Oo yes pictures please , I feel this thread will be a great for sharing the matchy'ness my friends just tut at me and roll their eyes .


----------



## LibbyL (22 April 2016)

Turquoise has just arrived...
It is the most beautiful colour and is also so so so soft!! Cannot wait for pony to stop moulting so I can show it off!!!


----------



## Deltaflyer (22 April 2016)

LibbyL said:



			Turquoise has just arrived...
It is the most beautiful colour and is also so so so soft!! Cannot wait for pony to stop moulting so I can show it off!!!
		
Click to expand...


**LIKE**

Those evil people from Horse Health have just sent an e-mail with offers on Acavello gels. I really can't buy anything more until next payday


----------



## Bernster (22 April 2016)

Topaz in the taupe, skylla in the ice. That's my vote!  I've got teal and can't wait to try it on. Can't gauge what the turquoise looks like in real life, and if it has any boots to match, but think it would be too similar to the teal anyway. Plus having only gotten into matchy lately I have 5 sets already, only 2 have been on a horse. And I've ordered another set!


----------



## Deltaflyer (22 April 2016)

Bernster said:



			Topaz in the taupe, skylla in the ice. That's my vote!  I've got teal and can't wait to try it on. Can't gauge what the turquoise looks like in real life, and if it has any boots to match, but think it would be too similar to the teal anyway. Plus having only gotten into matchy lately I have 5 sets already, only 2 have been on a horse. And I've ordered another set!
		
Click to expand...

The turquoise is lighter and slightly greener than the teal. I have both and there's a definite difference. Might use my turquoise for the SJ section of the Combined Training I'm doing tomorrow, or maybe the blueberry, or perhaps the peacock......so many choices LOL

Sadly not seen any boots to match the turquoise but they do bandages


----------



## ElleSkywalker (24 April 2016)

Well DF what did you go for?  Any pics? 

Gingerface is now back in work (hurrah) and has so far sported her plum and peacock sets. Next adventure will be the teal  am currently really resisting getting the burnt copper, think it will look lovely on GF Jr as she is bay


----------



## Deltaflyer (24 April 2016)

ElleSkywalker said:



			Well DF what did you go for?  Any pics? 

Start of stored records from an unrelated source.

PR #2875, opened 2020-05-18
Add daily job to track auto-archive backlog

alixedi:
### Description of change

We have been running the `automatic_company_archive` job for a while. Lately, we have noticed that the number of companies archived automatically have exceeded our original estimates.

The estimates in this case were only valid for a point-in-time because the criteria includes clauses that mean the set of companies eligible for automatic archiving is a rolling one.

We would like to track the number of companies that are eligible for archiving. It would be interesting to take note of how this set grows etc.

This introduces a cron entry that runs the `automatic_company_archive` job in simulation mode every night. This should provide us with the visibility we need.

### Checklist

  <details>
  
  </details>
  
  <details>
  
  </details>

### General points

<details>

</details>

### DIFF
--- a/config/settings/common.py
+++ b/config/settings/common.py
@@ -441,6 +441,16 @@ if REDIS_BASE_URL:
                 'simulate': False,
             }
         },
+        # The purpose of the following is to keep us posted on the backlog of
+        # companies that are eligible for automatic archiving
+        'simulate_automatic_company_archive': {
+            'task': 'datahub.company.tasks.automatic_company_archive',
+            'schedule': crontab(minute=0, hour=19),
+            'kwargs': {
+                'limit': 20000,
+                'simulate': True,
+            }
+        },
     }
 
     if env.bool('ENABLE_DAILY_HIERARCHY_ROLLOUT', False):
--- a/datahub/company/tasks/company.py
+++ b/datahub/company/tasks/company.py
@@ -89,4 +89,7 @@ def automatic_company_archive(self, limit=1000, simulate=True):
             return
 
         archive_count = _automatic_company_archive(limit, simulate)
-        send_realtime_message(f'{self.name} archived: {archive_count}')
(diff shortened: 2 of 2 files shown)


reupen:
Perhaps the message emitted by `send_realtime_message()` in the task could be adjusted when simuate=True to say it's a simulation?

config/settings/common.py
```diff
@@ -441,6 +441,16 @@ def _build_redis_url(base_url, db_number, **query_args):
                 'simulate': False,
             }
         },
+        # The purpose of the following is to keep us posted on the backlog of
+        # companies that are eligible for automatic archiving
+        'simulate_automatic_company_archive': {
+            'task': 'datahub.company.tasks.automatic_company_archive',
+            'schedule': crontab(minute=0, hour=19),
+            'kwargs': {
+                'limit': 100000,
```
currycoder, line 450: Given this new ceiling, could it be worth using: https://docs.djangoproject.com/en/3.0/ref/models/querysets/#iterator

e.g. in https://github.com/uktrade/data-hub-api/blob/develop/datahub/company/tasks/company.py#L46

Make it: `for company in companies_to_be_archived.iterator():`

My worry is that if - for whatever reason - this thing grabs 100K companies, it will load all 100K companies in to memory at once.

alixedi: It seems, the downside to this would be issuing 100k queries. 

Can we perhaps keep the ceiling to 20k? We would lose some benefits but we will keep the number of queries down.

reupen: It will use a server-side cursor so it won't issue 100k queries as such – but it will use more resources on the database server as the results end up being cached there instead of in the process.

So you could add e.g. a `.only('pk')` to the queryset to keep the load on the database down as well (doesn't seem like any fields are actually read).

([There are also some pytest-django fixtures](django_assert_num_queries) that can be used to add assertions about the number of queries if we want to add some of those.)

Gingerface is now back in work (hurrah) and has so far sported her plum and peacock sets. Next adventure will be the teal  am currently really resisting getting the burnt copper, think it will look lovely on GF Jr as she is bay 

Click to expand...


In the end I went for burgundy as I have some burgundy woof boots - sadly, no pics, there wasn't a photographer there and my friend had to leave early to get one of her passengers home in time for a family lunch 

I must set up some modelling shots with Sam on the next day we have when it's not raining or cold.


----------



## ElleSkywalker (24 April 2016)

Ooo curve ball with the burgandy!


----------



## Deltaflyer (24 April 2016)

ElleSkywalker said:



			Ooo curve ball with the burgandy!
		
Click to expand...

I know. I was so going with the Turquoise until I realised I needed brushing boots all round and didn't have a set of four that would work with the Turquoise. I usually just put fronts on Sam but he hit the back rail of an oxer really hard a couple of weeks ago when he decided to take a stride out and I think he felt it a bit too much and lost his confidence slightly so I thought I'd protect his back legs yesterday just in case.


----------



## LibbyL (25 April 2016)

Anyone go for the matching fly veils?
Very tempted with turquoise and benetton blue ones but don't think I can justify the price


----------



## Deltaflyer (25 April 2016)

I have got the Denim to go with my Denim Saddle cloth and bandages. I THINK I might have the Eskadron Ice too, I know I've got the dressage pad and bandages, can't  remember if I went for the fly veil or not! 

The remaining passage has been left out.